**TRY IT:**
Pull out of the data below the stretch of lines bounded by the one containing "This was expected" and the one containing "2. Wait for ping output to start", both bounds included, unchanged.

(Records from a data source)
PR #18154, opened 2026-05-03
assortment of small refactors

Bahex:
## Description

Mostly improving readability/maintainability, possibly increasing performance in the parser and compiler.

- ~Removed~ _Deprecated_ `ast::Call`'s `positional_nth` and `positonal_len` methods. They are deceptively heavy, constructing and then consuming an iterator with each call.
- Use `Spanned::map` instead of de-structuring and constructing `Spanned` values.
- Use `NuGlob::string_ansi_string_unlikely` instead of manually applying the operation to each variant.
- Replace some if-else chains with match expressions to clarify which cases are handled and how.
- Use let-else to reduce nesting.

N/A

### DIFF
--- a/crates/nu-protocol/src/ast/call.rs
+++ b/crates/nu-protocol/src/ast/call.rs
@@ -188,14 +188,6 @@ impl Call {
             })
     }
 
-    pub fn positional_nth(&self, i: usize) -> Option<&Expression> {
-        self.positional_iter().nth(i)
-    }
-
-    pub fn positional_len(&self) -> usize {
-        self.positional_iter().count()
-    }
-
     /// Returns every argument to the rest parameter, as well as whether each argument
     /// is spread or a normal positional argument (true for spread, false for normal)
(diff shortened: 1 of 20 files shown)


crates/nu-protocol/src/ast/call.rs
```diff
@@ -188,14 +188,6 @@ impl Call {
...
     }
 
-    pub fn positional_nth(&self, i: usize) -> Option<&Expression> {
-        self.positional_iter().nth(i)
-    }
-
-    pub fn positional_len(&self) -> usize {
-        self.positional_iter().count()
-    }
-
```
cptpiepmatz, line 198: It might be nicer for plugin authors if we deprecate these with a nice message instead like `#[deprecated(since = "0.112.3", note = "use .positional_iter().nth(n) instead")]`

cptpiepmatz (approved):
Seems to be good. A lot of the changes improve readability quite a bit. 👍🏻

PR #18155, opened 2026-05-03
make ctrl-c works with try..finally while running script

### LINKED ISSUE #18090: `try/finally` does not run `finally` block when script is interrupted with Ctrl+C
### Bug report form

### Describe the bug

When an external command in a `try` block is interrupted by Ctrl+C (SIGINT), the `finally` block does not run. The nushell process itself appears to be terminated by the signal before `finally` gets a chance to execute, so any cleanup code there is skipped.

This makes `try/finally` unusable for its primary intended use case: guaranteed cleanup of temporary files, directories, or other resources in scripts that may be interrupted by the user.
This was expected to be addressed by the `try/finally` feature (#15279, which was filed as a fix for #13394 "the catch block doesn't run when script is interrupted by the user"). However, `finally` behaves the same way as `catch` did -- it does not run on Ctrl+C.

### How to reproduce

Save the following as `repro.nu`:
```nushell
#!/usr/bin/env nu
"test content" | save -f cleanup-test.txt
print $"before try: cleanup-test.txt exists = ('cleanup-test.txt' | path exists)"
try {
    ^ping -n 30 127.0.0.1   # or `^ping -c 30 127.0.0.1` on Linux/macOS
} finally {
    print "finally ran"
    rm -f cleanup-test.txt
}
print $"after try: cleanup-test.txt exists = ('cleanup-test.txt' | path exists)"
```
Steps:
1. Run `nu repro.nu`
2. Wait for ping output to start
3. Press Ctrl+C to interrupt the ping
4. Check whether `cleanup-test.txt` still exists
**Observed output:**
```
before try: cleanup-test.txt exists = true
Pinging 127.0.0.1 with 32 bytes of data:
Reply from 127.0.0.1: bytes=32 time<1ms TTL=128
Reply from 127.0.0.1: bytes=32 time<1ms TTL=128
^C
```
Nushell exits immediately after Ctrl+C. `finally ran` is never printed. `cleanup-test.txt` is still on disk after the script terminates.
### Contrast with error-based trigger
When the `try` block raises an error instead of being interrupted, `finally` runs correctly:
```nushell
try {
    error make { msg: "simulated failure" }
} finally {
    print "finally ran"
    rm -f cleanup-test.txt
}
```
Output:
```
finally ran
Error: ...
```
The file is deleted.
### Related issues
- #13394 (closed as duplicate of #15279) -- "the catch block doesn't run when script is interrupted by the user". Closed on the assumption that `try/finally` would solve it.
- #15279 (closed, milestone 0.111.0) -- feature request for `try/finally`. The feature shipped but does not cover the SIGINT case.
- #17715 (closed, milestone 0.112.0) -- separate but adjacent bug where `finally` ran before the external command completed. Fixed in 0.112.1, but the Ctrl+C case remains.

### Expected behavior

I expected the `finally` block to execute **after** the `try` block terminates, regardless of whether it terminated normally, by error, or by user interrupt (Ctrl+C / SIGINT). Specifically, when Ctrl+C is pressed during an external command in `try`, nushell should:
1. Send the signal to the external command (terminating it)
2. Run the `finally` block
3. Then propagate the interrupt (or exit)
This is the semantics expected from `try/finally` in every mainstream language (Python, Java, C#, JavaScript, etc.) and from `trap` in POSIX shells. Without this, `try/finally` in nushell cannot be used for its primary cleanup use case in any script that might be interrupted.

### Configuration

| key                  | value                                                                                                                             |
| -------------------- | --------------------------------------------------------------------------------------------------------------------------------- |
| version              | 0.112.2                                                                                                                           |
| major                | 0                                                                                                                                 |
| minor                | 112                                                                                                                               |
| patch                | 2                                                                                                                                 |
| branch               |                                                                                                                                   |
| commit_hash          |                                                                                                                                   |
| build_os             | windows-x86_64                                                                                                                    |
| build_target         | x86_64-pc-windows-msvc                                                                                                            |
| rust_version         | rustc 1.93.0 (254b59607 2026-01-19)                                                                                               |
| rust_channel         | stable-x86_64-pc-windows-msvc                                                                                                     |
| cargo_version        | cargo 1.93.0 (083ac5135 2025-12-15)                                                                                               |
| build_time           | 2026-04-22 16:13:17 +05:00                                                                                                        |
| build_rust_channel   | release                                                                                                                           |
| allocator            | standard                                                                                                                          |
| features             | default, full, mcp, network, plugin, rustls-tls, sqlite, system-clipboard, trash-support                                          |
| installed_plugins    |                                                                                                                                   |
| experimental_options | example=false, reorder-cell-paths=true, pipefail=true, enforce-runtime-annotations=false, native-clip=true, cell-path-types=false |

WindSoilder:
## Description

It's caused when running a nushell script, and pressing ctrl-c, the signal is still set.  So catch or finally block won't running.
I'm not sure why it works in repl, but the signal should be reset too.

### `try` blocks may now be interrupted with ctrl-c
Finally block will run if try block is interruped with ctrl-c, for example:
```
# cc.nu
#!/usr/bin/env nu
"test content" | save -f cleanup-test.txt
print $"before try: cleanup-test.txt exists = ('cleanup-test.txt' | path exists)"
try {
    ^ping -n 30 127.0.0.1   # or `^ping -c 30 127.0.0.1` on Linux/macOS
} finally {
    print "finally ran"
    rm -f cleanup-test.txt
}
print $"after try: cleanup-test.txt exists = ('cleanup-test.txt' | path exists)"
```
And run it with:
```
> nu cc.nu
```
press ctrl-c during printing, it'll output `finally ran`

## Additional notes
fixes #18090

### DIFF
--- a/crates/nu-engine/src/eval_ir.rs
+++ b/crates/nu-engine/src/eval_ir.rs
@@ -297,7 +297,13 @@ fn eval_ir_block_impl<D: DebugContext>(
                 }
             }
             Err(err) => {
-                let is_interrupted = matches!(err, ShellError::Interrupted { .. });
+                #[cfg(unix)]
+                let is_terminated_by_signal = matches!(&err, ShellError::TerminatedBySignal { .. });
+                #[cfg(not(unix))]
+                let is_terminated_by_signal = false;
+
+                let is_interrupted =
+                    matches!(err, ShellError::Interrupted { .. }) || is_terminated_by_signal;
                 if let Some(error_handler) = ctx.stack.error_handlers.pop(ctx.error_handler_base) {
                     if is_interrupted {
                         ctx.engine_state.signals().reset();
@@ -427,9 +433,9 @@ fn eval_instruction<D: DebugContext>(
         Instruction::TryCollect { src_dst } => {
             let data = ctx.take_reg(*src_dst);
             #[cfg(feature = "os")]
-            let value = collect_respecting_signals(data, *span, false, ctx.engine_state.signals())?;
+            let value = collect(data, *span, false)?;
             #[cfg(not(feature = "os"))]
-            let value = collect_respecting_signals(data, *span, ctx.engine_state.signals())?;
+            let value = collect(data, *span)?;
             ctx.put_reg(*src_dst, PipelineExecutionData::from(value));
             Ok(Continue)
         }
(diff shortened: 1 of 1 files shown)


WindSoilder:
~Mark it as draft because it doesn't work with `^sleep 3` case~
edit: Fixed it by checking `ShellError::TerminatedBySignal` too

...

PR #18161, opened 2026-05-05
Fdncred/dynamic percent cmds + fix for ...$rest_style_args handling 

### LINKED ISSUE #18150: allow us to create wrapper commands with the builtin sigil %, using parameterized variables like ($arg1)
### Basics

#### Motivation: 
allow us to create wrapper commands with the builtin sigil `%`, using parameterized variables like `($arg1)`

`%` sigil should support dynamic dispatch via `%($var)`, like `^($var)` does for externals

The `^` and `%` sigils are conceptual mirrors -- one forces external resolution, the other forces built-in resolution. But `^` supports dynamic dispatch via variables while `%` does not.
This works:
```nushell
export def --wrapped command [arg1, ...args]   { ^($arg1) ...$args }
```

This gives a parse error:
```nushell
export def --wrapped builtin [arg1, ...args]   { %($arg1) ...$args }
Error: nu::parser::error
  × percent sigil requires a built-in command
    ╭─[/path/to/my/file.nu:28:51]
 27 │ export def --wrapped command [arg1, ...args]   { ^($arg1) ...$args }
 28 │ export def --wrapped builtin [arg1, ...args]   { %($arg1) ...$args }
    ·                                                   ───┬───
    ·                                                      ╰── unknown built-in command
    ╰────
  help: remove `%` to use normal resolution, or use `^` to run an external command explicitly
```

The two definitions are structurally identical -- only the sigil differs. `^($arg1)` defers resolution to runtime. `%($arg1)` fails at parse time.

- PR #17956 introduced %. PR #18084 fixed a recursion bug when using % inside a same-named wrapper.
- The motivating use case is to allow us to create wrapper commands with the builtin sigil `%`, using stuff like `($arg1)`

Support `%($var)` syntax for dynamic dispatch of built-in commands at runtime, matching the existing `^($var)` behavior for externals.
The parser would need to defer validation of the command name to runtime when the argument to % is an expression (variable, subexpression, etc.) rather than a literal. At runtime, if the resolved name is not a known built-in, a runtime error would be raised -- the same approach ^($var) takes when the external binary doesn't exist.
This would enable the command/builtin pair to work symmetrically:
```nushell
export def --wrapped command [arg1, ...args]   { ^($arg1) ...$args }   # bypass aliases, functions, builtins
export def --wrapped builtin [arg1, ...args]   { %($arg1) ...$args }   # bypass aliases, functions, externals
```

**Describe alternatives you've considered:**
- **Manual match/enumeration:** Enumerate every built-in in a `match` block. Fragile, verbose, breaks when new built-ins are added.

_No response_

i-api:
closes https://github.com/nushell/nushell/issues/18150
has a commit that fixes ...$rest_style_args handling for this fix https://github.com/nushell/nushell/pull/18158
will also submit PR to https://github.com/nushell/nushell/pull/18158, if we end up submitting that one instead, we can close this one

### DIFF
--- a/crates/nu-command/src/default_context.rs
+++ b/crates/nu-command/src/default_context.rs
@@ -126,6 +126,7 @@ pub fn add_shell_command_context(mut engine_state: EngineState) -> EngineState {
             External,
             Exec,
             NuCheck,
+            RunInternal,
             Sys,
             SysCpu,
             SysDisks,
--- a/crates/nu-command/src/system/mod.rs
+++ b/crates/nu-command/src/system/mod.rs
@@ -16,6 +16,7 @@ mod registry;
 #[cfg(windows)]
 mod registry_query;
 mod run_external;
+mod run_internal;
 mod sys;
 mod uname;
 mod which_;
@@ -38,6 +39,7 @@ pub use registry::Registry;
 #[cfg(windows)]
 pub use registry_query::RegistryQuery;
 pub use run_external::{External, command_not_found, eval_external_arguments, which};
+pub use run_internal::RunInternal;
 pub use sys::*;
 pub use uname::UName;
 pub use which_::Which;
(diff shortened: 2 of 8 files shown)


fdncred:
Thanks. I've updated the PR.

**SOLUTION FOR THIS PROBLEM:**
This was expected to be addressed by the `try/finally` feature (#15279, which was filed as a fix for #13394 "the catch block doesn't run when script is interrupted by the user"). However, `finally` behaves the same way as `catch` did -- it does not run on Ctrl+C.

### How to reproduce

Save the following as `repro.nu`:
```nushell
#!/usr/bin/env nu
"test content" | save -f cleanup-test.txt
print $"before try: cleanup-test.txt exists = ('cleanup-test.txt' | path exists)"
try {
    ^ping -n 30 127.0.0.1   # or `^ping -c 30 127.0.0.1` on Linux/macOS
} finally {
    print "finally ran"
    rm -f cleanup-test.txt
}
print $"after try: cleanup-test.txt exists = ('cleanup-test.txt' | path exists)"
```
Steps:
1. Run `nu repro.nu`
2. Wait for ping output to start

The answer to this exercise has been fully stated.